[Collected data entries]
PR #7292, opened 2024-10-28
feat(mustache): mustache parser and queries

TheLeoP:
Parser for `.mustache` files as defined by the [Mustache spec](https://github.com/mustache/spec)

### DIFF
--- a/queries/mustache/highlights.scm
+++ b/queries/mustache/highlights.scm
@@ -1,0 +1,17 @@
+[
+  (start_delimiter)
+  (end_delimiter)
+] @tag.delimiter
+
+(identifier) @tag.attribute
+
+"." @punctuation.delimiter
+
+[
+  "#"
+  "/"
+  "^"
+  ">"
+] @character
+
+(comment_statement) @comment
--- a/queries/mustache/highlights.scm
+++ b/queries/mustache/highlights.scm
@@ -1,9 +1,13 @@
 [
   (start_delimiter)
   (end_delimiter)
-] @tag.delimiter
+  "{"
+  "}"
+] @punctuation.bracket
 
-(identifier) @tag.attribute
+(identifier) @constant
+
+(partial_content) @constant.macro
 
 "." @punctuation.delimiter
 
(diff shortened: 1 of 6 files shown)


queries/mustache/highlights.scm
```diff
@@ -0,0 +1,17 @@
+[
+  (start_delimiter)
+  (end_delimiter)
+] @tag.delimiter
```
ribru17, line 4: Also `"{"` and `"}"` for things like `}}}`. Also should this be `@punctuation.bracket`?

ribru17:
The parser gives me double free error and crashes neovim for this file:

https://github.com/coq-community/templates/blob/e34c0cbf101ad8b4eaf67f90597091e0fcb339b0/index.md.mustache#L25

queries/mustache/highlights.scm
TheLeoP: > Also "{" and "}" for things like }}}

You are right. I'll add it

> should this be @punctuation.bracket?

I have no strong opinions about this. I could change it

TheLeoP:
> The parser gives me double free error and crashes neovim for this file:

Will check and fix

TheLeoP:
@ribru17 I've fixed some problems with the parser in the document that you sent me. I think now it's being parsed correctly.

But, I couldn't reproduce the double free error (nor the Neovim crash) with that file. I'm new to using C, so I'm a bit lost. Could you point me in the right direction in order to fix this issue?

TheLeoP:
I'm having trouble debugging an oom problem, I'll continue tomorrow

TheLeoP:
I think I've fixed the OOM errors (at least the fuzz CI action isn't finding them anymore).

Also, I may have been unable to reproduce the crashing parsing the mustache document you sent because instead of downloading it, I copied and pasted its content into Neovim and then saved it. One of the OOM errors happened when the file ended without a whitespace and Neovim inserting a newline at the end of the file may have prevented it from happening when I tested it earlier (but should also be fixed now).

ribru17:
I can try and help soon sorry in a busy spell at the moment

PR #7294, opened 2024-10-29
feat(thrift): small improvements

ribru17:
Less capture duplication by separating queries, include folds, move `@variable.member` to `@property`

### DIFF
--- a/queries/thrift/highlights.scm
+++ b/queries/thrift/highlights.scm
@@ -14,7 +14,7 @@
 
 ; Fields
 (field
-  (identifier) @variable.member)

--

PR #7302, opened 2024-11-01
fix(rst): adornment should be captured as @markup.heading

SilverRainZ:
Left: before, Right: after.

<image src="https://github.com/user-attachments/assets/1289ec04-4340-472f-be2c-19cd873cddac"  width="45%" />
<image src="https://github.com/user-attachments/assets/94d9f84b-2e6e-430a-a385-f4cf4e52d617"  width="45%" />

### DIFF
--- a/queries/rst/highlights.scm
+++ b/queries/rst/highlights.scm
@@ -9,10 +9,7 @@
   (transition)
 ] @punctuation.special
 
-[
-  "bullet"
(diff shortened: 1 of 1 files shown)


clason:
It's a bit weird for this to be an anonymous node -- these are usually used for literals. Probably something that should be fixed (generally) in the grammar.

...

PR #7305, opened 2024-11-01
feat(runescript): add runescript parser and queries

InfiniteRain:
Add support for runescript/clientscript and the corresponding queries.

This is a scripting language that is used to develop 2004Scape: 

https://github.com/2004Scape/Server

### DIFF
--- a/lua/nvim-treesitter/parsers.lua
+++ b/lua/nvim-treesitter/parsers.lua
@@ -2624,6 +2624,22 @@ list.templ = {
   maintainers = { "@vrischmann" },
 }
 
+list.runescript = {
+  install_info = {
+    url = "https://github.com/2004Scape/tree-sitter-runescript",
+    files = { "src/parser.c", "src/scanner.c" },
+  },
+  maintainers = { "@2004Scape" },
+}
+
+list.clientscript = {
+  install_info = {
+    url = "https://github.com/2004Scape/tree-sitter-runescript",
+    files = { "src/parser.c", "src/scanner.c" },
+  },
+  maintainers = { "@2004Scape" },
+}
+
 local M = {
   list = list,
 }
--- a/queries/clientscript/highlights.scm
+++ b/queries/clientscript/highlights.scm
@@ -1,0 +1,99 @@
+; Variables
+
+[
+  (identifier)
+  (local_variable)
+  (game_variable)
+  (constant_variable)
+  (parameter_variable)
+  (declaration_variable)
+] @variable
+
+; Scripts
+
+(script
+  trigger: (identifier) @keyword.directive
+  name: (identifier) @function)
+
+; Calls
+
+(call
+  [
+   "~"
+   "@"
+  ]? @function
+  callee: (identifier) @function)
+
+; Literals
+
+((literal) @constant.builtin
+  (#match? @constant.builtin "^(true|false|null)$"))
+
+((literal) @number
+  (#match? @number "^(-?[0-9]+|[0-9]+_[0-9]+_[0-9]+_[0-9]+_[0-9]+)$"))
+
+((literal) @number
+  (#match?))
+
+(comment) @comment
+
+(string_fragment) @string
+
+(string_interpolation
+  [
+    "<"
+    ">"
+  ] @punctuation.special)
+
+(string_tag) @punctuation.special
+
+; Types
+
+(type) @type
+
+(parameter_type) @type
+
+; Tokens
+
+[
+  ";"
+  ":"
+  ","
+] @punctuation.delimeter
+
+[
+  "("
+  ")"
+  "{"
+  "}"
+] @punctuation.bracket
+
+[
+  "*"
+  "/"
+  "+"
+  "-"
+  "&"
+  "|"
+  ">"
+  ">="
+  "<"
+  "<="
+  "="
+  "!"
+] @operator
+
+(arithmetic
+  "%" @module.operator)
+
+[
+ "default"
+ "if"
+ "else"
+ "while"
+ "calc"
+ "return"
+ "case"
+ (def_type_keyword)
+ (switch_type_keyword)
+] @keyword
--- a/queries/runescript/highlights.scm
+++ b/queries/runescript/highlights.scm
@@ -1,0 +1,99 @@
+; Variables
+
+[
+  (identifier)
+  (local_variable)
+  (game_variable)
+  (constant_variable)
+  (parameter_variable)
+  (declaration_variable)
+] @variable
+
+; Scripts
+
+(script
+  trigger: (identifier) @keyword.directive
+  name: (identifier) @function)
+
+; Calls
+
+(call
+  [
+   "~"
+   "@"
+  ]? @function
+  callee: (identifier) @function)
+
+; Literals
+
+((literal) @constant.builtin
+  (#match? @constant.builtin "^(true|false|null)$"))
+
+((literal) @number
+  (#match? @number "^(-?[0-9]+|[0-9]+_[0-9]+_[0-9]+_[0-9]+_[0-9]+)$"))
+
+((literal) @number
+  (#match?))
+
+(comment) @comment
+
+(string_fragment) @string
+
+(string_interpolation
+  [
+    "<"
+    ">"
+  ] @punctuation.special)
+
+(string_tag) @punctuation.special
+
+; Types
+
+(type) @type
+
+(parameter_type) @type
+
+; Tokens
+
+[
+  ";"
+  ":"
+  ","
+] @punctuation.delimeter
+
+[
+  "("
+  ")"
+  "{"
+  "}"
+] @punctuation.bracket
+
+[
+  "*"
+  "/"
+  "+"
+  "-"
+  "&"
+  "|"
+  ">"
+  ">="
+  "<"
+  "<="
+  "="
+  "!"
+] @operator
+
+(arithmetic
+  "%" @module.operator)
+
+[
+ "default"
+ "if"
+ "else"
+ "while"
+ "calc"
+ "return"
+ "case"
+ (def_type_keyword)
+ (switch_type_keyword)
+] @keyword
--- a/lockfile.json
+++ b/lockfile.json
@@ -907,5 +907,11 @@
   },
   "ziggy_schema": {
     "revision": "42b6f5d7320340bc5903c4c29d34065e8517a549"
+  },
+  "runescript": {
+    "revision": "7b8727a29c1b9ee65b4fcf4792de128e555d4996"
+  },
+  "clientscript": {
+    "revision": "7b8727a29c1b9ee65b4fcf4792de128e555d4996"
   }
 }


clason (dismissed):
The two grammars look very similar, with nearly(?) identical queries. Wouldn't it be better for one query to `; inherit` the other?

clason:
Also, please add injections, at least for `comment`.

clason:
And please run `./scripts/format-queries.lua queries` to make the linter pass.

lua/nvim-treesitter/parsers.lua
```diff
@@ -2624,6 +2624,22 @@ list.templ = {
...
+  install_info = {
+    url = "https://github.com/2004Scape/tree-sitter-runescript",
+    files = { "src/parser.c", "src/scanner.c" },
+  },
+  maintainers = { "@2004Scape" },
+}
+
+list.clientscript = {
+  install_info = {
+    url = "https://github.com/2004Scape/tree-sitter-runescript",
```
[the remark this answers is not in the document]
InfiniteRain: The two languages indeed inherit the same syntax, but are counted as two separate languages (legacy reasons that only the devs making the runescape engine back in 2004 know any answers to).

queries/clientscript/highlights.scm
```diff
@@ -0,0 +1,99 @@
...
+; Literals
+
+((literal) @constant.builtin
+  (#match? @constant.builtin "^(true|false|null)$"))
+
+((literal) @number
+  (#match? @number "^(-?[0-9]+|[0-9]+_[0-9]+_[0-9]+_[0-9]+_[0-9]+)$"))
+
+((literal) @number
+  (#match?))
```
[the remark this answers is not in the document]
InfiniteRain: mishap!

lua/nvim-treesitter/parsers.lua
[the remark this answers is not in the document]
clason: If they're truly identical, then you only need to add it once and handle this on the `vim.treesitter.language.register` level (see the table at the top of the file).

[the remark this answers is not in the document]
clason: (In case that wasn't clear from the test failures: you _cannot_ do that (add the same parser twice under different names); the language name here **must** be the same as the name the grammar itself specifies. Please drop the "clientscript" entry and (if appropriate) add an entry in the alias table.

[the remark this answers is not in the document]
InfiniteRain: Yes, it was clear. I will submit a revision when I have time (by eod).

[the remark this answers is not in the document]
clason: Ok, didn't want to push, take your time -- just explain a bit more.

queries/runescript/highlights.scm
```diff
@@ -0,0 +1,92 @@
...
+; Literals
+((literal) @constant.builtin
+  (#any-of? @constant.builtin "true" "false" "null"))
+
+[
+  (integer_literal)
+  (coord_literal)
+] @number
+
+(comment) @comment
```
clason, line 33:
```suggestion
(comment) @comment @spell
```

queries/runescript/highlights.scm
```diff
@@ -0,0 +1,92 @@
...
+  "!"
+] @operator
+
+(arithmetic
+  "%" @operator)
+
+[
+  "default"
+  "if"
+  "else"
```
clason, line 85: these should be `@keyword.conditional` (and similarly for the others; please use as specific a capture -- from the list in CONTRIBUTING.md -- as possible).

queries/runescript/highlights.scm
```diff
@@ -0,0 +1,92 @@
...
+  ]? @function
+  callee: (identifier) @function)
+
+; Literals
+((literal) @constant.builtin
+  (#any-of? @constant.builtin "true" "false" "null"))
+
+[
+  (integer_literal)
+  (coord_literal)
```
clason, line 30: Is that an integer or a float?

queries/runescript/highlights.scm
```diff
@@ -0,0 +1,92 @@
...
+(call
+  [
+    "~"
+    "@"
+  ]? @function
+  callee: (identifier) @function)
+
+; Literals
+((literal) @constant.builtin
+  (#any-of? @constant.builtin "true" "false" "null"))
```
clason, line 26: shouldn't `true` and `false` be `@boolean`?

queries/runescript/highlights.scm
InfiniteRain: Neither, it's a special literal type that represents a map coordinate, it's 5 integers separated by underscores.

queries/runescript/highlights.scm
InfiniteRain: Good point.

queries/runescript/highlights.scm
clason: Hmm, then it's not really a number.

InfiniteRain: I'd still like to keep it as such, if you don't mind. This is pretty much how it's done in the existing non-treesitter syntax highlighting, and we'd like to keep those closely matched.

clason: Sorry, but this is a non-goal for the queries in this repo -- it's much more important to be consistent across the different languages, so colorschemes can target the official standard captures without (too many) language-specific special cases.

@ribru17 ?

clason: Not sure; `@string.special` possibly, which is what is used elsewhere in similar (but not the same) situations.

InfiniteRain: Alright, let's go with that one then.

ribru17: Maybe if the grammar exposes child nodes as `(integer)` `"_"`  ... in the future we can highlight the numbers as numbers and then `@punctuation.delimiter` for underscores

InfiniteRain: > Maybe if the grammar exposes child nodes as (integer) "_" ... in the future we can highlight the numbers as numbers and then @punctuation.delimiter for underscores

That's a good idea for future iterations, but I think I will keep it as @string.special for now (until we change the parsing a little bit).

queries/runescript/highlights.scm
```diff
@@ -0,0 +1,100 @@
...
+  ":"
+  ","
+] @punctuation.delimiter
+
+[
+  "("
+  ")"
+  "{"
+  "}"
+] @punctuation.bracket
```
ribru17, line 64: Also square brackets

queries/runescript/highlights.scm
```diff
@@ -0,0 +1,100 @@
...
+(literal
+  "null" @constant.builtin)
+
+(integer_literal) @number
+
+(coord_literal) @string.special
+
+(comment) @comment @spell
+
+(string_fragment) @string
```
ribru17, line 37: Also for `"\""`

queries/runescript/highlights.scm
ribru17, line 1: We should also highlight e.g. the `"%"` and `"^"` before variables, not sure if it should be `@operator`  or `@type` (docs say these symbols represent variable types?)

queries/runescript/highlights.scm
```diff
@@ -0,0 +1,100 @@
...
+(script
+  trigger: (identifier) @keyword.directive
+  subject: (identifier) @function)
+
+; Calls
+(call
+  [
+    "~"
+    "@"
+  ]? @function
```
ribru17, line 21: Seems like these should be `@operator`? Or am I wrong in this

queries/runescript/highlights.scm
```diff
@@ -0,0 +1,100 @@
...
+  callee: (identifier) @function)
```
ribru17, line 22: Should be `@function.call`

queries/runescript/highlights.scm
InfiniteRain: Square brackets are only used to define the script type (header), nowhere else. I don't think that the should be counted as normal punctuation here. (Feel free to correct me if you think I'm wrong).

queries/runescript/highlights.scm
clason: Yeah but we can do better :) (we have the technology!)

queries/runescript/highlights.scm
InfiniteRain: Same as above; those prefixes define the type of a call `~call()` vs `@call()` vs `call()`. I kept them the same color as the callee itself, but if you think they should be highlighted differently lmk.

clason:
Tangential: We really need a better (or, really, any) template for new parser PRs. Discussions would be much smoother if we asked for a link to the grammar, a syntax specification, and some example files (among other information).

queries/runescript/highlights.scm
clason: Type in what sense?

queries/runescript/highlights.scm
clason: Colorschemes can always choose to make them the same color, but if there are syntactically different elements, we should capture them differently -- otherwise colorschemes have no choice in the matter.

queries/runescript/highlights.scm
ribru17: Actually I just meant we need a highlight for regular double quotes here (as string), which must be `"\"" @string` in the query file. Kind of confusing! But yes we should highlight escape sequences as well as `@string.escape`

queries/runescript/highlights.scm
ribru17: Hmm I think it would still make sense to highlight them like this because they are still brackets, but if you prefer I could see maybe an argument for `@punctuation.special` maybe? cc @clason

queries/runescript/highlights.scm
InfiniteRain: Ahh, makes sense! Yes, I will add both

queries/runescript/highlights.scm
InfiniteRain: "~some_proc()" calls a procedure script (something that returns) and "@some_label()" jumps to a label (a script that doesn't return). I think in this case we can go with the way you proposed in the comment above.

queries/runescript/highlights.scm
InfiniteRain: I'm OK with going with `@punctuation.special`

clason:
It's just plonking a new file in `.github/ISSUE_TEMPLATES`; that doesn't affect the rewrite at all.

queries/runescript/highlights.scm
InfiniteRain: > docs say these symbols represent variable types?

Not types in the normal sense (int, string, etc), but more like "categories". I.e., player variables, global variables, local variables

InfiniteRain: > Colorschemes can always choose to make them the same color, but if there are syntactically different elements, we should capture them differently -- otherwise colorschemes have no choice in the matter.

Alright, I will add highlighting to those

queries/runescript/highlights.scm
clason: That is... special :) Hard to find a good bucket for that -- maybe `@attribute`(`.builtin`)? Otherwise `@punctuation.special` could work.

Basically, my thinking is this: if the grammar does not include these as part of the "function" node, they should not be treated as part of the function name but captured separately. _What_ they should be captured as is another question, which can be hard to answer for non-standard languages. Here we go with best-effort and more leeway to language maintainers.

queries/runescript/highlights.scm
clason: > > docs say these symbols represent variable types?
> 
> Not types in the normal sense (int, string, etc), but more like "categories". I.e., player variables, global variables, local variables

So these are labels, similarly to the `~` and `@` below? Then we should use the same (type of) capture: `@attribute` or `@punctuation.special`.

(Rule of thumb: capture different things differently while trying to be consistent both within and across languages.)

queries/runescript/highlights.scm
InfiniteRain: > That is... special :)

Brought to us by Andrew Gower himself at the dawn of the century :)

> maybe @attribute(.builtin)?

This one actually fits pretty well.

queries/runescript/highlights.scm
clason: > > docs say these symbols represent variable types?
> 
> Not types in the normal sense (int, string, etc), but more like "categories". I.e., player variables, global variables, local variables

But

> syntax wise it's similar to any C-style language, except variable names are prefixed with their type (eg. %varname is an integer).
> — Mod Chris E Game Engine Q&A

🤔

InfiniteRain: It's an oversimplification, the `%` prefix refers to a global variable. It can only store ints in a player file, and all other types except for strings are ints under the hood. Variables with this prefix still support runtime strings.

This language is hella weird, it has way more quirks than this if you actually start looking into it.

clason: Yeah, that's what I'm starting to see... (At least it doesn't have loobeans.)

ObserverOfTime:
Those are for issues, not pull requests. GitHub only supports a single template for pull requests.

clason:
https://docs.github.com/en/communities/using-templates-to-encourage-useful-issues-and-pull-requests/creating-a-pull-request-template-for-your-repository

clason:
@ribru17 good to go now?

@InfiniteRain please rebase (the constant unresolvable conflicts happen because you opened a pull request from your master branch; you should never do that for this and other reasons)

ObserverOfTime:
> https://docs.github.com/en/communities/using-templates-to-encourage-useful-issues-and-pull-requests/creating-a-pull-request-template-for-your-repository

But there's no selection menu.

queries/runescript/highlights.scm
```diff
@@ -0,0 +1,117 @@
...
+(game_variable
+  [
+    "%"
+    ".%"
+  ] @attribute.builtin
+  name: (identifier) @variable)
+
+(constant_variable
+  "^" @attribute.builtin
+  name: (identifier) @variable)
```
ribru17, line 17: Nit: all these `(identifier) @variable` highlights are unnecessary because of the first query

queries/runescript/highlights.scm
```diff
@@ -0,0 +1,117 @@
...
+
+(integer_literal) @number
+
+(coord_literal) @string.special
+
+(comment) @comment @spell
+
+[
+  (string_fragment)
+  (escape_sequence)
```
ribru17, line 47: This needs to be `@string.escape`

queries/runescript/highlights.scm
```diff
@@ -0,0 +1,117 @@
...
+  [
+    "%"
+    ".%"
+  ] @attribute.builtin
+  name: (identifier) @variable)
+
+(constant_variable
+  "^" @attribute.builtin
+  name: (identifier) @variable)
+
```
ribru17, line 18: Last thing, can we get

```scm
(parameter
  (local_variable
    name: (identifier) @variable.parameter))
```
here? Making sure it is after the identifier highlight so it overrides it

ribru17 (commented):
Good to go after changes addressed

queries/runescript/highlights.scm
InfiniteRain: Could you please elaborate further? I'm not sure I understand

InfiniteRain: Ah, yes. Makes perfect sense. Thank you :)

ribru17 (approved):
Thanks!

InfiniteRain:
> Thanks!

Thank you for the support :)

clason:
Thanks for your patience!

--- To do ---
A single number is expected: how many lines in the entries contain "least".

--- Task result ---
3